Instructions for the task >>
Only lines with the string "holds" should be returned from the data below.

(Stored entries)

>>

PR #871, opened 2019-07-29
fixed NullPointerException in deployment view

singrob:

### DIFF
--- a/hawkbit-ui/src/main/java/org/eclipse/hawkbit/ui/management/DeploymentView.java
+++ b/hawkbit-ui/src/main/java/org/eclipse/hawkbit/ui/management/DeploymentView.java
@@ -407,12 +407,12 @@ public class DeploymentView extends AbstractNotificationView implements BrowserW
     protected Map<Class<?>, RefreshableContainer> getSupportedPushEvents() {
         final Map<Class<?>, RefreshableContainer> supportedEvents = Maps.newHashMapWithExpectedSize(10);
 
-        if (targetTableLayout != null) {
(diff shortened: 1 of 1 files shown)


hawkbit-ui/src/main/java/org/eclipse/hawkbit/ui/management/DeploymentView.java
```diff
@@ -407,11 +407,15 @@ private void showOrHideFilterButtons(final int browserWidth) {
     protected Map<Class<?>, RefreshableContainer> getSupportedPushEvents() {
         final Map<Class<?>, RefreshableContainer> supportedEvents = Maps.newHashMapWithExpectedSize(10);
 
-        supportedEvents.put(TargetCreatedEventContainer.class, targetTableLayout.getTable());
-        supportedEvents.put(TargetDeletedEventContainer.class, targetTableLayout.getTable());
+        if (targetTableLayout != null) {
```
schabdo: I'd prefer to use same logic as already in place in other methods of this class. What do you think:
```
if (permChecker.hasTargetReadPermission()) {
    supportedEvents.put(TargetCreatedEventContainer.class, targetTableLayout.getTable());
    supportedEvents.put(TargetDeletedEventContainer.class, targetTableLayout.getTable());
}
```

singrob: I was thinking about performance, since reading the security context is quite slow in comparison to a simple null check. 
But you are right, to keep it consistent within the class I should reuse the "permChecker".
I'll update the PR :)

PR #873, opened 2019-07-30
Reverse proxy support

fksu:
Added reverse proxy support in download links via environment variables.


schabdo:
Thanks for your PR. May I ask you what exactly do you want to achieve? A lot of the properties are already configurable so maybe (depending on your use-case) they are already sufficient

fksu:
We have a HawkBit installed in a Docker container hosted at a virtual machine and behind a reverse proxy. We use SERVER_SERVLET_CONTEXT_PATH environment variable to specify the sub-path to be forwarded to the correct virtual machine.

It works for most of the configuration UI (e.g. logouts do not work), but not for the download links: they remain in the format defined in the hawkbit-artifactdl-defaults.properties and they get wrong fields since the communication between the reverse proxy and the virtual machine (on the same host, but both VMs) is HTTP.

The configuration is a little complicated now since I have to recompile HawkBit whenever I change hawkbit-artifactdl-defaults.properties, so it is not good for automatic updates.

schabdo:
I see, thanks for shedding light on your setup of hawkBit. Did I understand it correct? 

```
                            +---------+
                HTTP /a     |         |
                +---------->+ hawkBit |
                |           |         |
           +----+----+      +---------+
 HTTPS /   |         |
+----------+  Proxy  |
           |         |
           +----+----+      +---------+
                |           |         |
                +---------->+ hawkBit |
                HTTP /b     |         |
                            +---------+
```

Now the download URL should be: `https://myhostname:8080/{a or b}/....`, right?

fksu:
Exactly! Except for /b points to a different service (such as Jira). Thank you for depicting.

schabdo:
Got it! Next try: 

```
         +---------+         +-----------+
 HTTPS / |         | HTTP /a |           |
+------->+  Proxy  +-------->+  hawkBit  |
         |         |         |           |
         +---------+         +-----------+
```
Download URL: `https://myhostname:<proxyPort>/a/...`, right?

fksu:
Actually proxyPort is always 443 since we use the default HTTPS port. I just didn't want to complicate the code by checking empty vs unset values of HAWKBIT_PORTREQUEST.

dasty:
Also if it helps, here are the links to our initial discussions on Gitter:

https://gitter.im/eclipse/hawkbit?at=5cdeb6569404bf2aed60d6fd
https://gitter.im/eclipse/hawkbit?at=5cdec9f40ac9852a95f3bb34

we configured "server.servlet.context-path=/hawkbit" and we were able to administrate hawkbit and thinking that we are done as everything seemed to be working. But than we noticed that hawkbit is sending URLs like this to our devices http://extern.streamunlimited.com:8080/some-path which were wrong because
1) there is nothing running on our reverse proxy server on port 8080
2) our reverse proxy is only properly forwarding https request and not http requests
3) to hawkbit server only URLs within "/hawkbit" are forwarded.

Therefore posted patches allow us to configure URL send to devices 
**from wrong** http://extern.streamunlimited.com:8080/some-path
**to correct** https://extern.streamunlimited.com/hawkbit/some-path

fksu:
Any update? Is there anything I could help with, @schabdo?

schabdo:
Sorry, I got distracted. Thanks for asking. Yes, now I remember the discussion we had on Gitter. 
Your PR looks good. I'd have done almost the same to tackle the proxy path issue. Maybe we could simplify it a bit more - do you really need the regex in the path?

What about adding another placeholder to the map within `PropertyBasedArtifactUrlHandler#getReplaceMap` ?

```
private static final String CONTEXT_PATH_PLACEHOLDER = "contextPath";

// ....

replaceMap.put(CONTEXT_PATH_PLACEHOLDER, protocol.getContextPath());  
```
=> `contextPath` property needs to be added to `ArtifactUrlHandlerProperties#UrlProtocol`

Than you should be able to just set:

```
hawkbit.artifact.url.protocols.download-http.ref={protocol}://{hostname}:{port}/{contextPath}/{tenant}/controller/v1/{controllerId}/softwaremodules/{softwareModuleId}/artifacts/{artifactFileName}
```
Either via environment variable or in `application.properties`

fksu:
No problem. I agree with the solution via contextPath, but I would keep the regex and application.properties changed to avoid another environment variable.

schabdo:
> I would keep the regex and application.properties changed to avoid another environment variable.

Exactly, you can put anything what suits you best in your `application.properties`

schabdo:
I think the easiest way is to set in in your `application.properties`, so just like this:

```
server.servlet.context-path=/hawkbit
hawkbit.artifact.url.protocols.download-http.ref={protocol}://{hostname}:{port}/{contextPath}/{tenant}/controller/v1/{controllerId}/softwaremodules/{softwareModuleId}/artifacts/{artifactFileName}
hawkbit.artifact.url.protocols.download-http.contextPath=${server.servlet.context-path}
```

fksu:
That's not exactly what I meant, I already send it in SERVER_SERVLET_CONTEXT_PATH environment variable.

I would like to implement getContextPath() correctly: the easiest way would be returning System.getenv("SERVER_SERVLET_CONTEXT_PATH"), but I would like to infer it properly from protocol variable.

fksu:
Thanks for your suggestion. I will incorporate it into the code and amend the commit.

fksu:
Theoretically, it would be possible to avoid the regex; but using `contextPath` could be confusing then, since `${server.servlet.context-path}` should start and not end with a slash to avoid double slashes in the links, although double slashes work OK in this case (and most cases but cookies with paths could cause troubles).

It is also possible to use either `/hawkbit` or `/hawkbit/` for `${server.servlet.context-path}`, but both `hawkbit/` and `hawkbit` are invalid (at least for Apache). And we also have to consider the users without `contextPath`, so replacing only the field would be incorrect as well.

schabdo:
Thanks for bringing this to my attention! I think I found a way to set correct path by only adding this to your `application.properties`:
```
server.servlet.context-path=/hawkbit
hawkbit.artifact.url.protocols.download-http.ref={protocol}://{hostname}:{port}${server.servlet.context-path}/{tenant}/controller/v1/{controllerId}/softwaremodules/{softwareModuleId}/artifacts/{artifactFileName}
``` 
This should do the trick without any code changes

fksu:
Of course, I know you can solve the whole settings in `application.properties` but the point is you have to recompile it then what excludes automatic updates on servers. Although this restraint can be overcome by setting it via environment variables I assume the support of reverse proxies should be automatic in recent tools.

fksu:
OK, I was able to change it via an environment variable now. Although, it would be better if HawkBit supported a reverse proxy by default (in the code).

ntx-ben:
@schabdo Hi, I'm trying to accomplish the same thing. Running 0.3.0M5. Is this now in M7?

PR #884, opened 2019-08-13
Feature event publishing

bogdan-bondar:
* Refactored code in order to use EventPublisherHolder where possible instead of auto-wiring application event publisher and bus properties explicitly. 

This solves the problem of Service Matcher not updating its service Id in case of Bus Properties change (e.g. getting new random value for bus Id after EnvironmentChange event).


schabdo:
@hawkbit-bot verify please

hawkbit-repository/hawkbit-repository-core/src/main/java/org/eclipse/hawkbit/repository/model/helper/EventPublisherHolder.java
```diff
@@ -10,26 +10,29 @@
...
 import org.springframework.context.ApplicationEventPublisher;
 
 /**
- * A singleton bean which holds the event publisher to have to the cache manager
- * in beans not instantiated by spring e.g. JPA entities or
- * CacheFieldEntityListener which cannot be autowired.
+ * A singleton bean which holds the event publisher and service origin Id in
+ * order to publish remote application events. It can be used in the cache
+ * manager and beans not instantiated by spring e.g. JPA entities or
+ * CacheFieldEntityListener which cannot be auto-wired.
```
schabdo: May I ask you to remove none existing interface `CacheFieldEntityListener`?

<<

Solved exercise >>
- * A singleton bean which holds the event publisher to have to the cache manager
+ * A singleton bean which holds the event publisher and service origin Id in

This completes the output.